A nurse is assessing a client who is diagnosed with cystitis. Which assessment finding would not be present with the typical clinical manifestations noted in this disorder?
- Hematuria
- Low back pain
- Urinary retention
- Burning on urination
Explanation: Answer reason: Typical cystitis findings include dysuria (burning), frequency/urgency, suprapubic discomfort, and possible hematuria; urinary retention is not a usual symptom and suggests obstruction or another problem rather than uncomplicated cystitis.
The physician suspects acute pyelonephritis based on the patient's physical examination. Which clinical manifestation should the nurse expect to assess?
- Lower abdominal pain, dysuria and urinary frequency
- Pyuria, hematuria and groin pain
- Flank pain, urinary frequency and an elevated WBC count
- Urinary frequency and casts in the urine
Explanation: Answer reason: Acute pyelonephritis typically presents with flank pain/CVA tenderness, urinary symptoms, and leukocytosis. Options with suprapubic pain suggest cystitis; groin pain suggests stones; frequency with casts alone is incomplete.
The client arrives at the emergency department with complaints of low abdominal pain and hematuria. The client is afebrile. The nurse next assesses the client to determine a history of?
- Pyelonephritis
- Glomerulonephritis
- Trauma to the bladder or abdomen
- Renal cancer in the client's family
Explanation: Answer reason: Afebrile patient with lower abdominal pain and hematuria suggests a lower urinary tract source; recent genitourinary or abdominal trauma is a key cause to assess. Pyelo and glomerulonephritis typically present with fever and systemic signs; family history of renal cancer is not the immediate priority in acute assessment.
A nurse is assigned to care for a client with nephrotic syndrome.

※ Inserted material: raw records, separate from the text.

PR #1634, opened 2021-12-26
Add get_ methods for many ClientBuilder fields

kangalio:
Specifically: application_id, type map, cache update timeout, cache_settings, framework, voice_manager, intents, event_handler, raw_event_handler. These methods are in line with the existing `get_token`

Why: my bot framework for serenity ([poise](https://github.com/kangalioo/poise/)) registers itself as an event handler in a ClientBuilder provided by the user. If the user has registered their own event handlers, the framework needs to store them in order to forward events to it.

### DIFF
--- a/src/client/mod.rs
+++ b/src/client/mod.rs
@@ -239,6 +239,7 @@ impl<'a> ClientBuilder<'a> {
     pub fn get_cache_settings(&self) -> &CacheSettings {
         // unwrap() is ok because cache_settings will only ever be None in the middle of being
         // .await'ed
+        #[allow(clippy::unwrap_used)]
         self.cache_settings.as_ref().unwrap()
     }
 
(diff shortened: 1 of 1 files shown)


src/client/mod.rs
```diff
@@ -222,6 +234,14 @@ impl<'a> ClientBuilder<'a> {
         self
     }
 
+    /// Gets the cache settings. See [`Self::cache_settings`] for more info.
+    #[cfg(feature = "cache")]
+    pub fn get_cache_settings(&self) -> &CacheSettings {
+        // unwrap() is ok because cache_settings will only ever be None in the middle of being
+        // .await'ed
+        self.cache_settings.as_ref().unwrap()
+    }
```
arqunis: Clippy unfortunately disagrees here, so it must be informed that it is okay.
```suggestion
    /// Gets the cache settings. See [`Self::cache_settings`] for more info.
    #[cfg(feature = "cache")]
    #[allow(clippy::unwrap_used)]
    pub fn get_cache_settings(&self) -> &CacheSettings {
        // unwrap() is ok because cache_settings will only ever be None in the middle of being
        // .await'ed
        self.cache_settings.as_ref().unwrap()
    }
```

arqunis (changes requested):

arqunis (approved):

PR #1638, opened 2021-12-27
Remove manual deserialization of `DiscordJsonError`

nickelc:
The serde attribute `#[serde(deserialize_with = "..")]` is now used to
deserialize the `errors` field.

The `http::utils` contains only internal deserialization functions and
was accidently made public.

**BREAKING CHANGE:** The `http::utils` module is no longer public.

### DIFF
--- a/src/http/error.rs
+++ b/src/http/error.rs
@@ -4,13 +4,11 @@ use std::{
 };
 
 use reqwest::{header::InvalidHeaderValue, Error as ReqwestError, Response, StatusCode, Url};
-use serde::de::{Deserialize, Deserializer, Error as DeError};
 use url::ParseError as UrlError;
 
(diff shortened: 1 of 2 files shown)


src/http/error.rs
```diff
@@ -19,40 +17,10 @@ pub struct DiscordJsonError {
     pub message: String,
     /// The full explained errors with their path in the request
     /// body.
+    #[serde(deserialize_with = "deserialize_errors")]
```
arqunis: This should probably call `Default::default` when the list of errors is absent, as suggested by the `unwrap_or_default` call in the manual deserialisation code.

```suggestion
    #[serde(default, deserialize_with = "deserialize_errors")]
```

arqunis (approved):

PR #1641, opened 2021-12-28
Refactor features combination `builder,unstable_discord_api`

Gentoli:
similar to https://github.com/serenity-rs/serenity/pull/1548, this PR makes `builder,unstable_discord_api` work.
`check --no-default-features --features "builder unstable_discord_api"`

Moves `AttachmentType` from http to model. It is _breaking_ for direct `AttachmentType` imports.

currently introduces this warning. Moving it into the feature flag or adding a `allow` could resolve it, but not sure which is better.

```
warning: associated function is never used: `build_application_command`
   --> ./serenity/src/model/interactions/application_command.rs:906:19
    |
906 |     pub(crate) fn build_application_command<F>(f: F) -> Map<String, Value>
    |                   ^^^^^^^^^^^^^^^^^^^^^^^^^
    |
    = note: `#[warn(dead_code)]` on by default

```

### DIFF
--- a/src/model/channel/attachment_type.rs
+++ b/src/model/channel/attachment_type.rs
@@ -1,6 +1,7 @@
 use std::borrow::Cow;
-use tokio::fs::File;
 use std::path::{Path, PathBuf};
+
+use tokio::fs::File;
 
 /// Enum that allows a user to pass a [`Path`] or a [`File`] type to [`send_files`]
 ///
--- a/src/model/channel/attachment_type.rs
+++ b/src/model/channel/attachment_type.rs
@@ -1,10 +1,10 @@
 use std::borrow::Cow;
+#[cfg(not(feature = "tokio"))]
+use std::fs::File;
 use std::path::{Path, PathBuf};
 
 #[cfg(feature = "tokio")]
 use tokio::fs::File;
-#[cfg(not(feature = "tokio"))]
-use std::fs::File;
 
 /// Enum that allows a user to pass a [`Path`] or a [`File`] type to [`send_files`]
 ///
--- a/src/model/channel/attachment_type.rs
+++ b/src/model/channel/attachment_type.rs
@@ -1,0 +1,80 @@
+use std::borrow::Cow;
+use tokio::fs::File;
+use std::path::{Path, PathBuf};
+
+/// Enum that allows a user to pass a [`Path`] or a [`File`] type to [`send_files`]
+///
+/// [`send_files`]: crate::model::id::ChannelId::send_files
+#[derive(Clone, Debug)]
+#[non_exhaustive]
+pub enum AttachmentType<'a> {
+    /// Indicates that the [`AttachmentType`] is a byte slice with a filename.
+    Bytes { data: Cow<'a, [u8]>, filename: String },
+    /// Indicates that the [`AttachmentType`] is a [`File`]
+    File { file: &'a File, filename: String },
+    /// Indicates that the [`AttachmentType`] is a [`Path`]
+    Path(&'a Path),
+    /// Indicates that the [`AttachmentType`] is an image URL.
+    Image(&'a str),
+}
+
+impl<'a> From<(&'a [u8], &str)> for AttachmentType<'a> {
+    fn from(params: (&'a [u8], &str)) -> AttachmentType<'a> {
+        AttachmentType::Bytes {
+            data: Cow::Borrowed(params.0),
+            filename: params.1.to_string(),
+        }
+    }
+}
+
+impl<'a> From<&'a str> for AttachmentType<'a> {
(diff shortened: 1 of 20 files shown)


src/model/interactions/application_command.rs
```diff
@@ -622,6 +626,7 @@ pub struct ApplicationCommandInteractionDataOption {
     pub focused: bool,
 }
 
+#[cfg(all(feature = "unstable_discord_api"))]
```
arqunis:
```suggestion
#[cfg(feature = "unstable_discord_api")]
```

src/model/utils.rs
```diff
@@ -11,7 +11,7 @@ use super::prelude::*;
 use crate::cache::Cache;
 #[cfg(feature = "cache")]
 use crate::internal::prelude::*;
-#[cfg(all(feature = "unstable_discord_api", feature = "model"))]
+#[cfg(all(feature = "unstable_discord_api"))]
```
arqunis:
```suggestion
#[cfg(feature = "unstable_discord_api")]
```

src/model/channel/attachment_type.rs
```diff
@@ -0,0 +1,81 @@
+use std::borrow::Cow;
+use std::fs::File;
+use std::path::{Path, PathBuf};
+
+/// Enum that allows a user to pass a [`Path`] or a [`File`] type to [`send_files`]
+///
+/// [`send_files`]: crate::model::id::ChannelId::send_files
+#[derive(Clone, Debug)]
+#[non_exhaustive]
+pub enum AttachmentType<'a> {
```
arqunis, line 22: Changing the location of a type is a major breaking change, which is forbidden on the `current` branch. You will have to retarget your PR to the `next` branch.

arqunis (changes requested):

src/model/channel/attachment_type.rs
```diff
@@ -0,0 +1,84 @@
+use std::borrow::Cow;
+#[cfg(not(feature = "tokio"))]
+use std::fs::File;
+use std::path::{Path, PathBuf};
+
+#[cfg(feature = "tokio")]
+use tokio::fs::File;
```
arqunis: This has caused a compilation error in the [multipart code of the HTTP client](https://github.com/serenity-rs/serenity/runs/4662315938?check_suite_focus=true#step:8:143). Personally, this should always be `tokio`'s `File`. I don't see a point branching the types here, considering `tokio` will always be available if the `http` (or `gateway`) feature is enabled, and the HTTP client is the only place where `AttachmentType` is used.

arqunis (changes requested):

src/model/channel/attachment_type.rs
arqunis: This actually made me wonder, why has it been moved to `serenity::model::channel`? How is it related to channels? Does it have to be moved from the `serenity::http` module?

Gentoli: `AttachmentType` is used in various places in `builder` as a member. 
https://github.com/serenity-rs/serenity/blob/4f7dad7c96b0b2111502325090147beacc04b5ce/src/builder/create_interaction_response_followup.rs#L11-L14
The `builder` feature don't select `http` or `gateway`, if the file is included as `File` in `AttachmentType`, it will have to be forked, unless `tokio` is added to `builder` - which wont make sense.
Or we can use something else for `CreateInteractionResponseFollowup`

arqunis: > `AttachmentType` is used in various places in `builder` as a member. 

I apologise, I should've used a better word. When I said "...and the HTTP client is the only place where `AttachmentType` is used." I meant it's the sole location where `AttachmentType` is used to alter behaviour, i.e. *where it is consumed*. If you disabled the `http` feature, it would lose its purpose.

That is why I don't agree moving `AttachmentType` to `serenity::model::channel`. It should stay where it is.

> The `builder` feature don't select `http` or `gateway`, if the file is included as `File` in `AttachmentType`, it will have to be forked, unless `tokio` is added to `builder` - which wont make sense.

True. Ideally, `builder` wouldn't have to depend on either of those, but there is no other elegant way of defining attachments in a message other than `AttachmentType`, and I'd like to avoid introducing another type for attachments just for builders. As a compromise, the builders that use `AttachmentType` should be feature-gated behind `http`. Subsequently, we wouldn't have to choose between `std::fs::File` or `tokio::fs::File` depending on whether `tokio` is present or not.

Gentoli: The reason for this PR is to make the lib usable with other request implementations. In such case, models without the `model` feature and request builders are the only components used. Therefore `AttachmentType` is needed without the `http` feature selected.

arqunis (approved):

The nurse assesses which important parameter on a daily basis?
- Weight
- Albumin levels
- Activity tolerance
- Blood urea nitrogen (BUN) level
Explanation: Answer reason: Nephrotic syndrome causes significant fluid retention and edema. Daily weight is the most sensitive bedside measure of fluid status and response to therapy; albumin/BUN are labs not typically checked daily.
A client is admitted to the health care facility with a diagnosis of a bleeding gastric ulcer. The nurse expects this client's stools to be?
- Coffee-ground-like
- Clay-colored
- Black and tarry
- Bright red
Explanation: Answer reason: A bleeding gastric ulcer causes upper GI bleeding; digested blood in the stool produces melena, which is black and tarry. Coffee-ground refers to emesis, clay-colored suggests biliary obstruction, and bright red indicates lower GI bleeding.
In assessing the client’s chest, which position best show chest expansion as well as its movements?
- Sitting
- Prone
- Side lying
- Supine
Explanation: Answer reason: The sitting position allows optimal inspection and palpation of thoracic movement and symmetry of chest expansion, especially of the posterior chest. Other positions limit visualization of chest movement.
When palpating the client's neck for lymphadenopathy, where should the nurse position himself?
- At the client's back
- At the client's right side
- At the client's left side
- In front of a sitting client
Explanation: Answer reason: Cervical lymph nodes are best palpated from behind the seated client, allowing bilateral comparison and access to superficial and deep nodes.
What equipment would be necessary to complete an evaluation of cranial nerves 9 and 10 during a physical assessment?
- A cotton ball
- A pen light
- An ophthalmoscope
- A tongue depressor and flashlight
Explanation: Answer reason: Cranial nerves IX and X are assessed by observing soft palate/uvula movement and gag reflex; a tongue depressor and light are used to visualize the oropharynx and elicit the gag reflex.